(Dataset entries)
BEGIN
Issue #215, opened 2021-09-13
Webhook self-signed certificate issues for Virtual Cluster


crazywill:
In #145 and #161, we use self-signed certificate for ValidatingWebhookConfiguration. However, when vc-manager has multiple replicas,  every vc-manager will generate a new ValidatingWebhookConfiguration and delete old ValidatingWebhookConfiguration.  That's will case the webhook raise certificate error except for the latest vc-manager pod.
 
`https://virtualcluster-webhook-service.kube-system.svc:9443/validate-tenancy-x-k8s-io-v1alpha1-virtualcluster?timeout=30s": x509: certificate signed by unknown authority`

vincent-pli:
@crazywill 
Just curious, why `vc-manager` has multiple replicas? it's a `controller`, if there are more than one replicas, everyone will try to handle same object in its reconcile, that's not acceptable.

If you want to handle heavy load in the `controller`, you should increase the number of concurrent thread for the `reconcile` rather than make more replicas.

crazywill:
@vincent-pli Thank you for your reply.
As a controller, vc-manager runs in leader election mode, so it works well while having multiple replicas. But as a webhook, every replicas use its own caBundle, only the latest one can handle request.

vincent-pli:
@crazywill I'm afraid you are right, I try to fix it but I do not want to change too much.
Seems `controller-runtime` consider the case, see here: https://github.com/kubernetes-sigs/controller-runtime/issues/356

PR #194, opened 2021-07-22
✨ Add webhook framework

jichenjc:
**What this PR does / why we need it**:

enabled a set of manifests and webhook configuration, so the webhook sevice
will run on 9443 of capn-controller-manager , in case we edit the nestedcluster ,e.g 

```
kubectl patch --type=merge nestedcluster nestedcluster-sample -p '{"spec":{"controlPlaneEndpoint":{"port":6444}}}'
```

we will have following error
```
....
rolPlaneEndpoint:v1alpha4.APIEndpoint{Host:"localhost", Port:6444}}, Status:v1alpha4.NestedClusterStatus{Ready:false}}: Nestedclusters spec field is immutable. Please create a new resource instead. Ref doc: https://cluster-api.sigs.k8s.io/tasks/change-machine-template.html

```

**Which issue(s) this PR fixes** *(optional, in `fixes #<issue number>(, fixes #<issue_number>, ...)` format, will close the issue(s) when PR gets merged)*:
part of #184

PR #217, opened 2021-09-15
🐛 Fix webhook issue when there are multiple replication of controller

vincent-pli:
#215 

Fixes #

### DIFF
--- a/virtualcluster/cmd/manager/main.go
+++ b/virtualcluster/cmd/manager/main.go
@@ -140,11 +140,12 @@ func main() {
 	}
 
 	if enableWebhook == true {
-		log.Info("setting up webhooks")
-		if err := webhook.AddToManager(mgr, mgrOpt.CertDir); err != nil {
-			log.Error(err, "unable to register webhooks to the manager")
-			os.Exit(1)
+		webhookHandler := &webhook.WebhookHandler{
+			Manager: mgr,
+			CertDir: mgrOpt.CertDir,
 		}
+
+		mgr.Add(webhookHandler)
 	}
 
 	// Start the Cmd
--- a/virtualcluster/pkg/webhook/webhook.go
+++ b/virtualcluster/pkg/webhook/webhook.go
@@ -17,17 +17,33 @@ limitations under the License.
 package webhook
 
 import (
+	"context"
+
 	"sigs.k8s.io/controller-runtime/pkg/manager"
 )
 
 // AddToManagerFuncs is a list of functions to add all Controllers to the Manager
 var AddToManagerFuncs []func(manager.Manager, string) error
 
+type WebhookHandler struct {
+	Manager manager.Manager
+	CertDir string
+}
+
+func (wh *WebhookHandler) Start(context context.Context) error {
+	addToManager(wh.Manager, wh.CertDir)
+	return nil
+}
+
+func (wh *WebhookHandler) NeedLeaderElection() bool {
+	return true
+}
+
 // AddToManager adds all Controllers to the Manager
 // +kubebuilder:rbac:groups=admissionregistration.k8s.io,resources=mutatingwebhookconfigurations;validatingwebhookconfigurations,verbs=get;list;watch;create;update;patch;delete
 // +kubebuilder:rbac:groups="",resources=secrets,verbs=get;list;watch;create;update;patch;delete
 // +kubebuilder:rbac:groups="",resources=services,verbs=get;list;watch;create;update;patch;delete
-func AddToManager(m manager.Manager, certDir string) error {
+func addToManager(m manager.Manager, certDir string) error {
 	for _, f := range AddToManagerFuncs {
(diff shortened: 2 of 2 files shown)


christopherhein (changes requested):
END
• [TRY IT]
List all lines from the entries that include the word "type".

• [FINAL ANSWER]
kubectl patch --type=merge nestedcluster nestedcluster-sample -p '{"spec":{"controlPlaneEndpoint":{"port":6444}}}'
+type WebhookHandler struct {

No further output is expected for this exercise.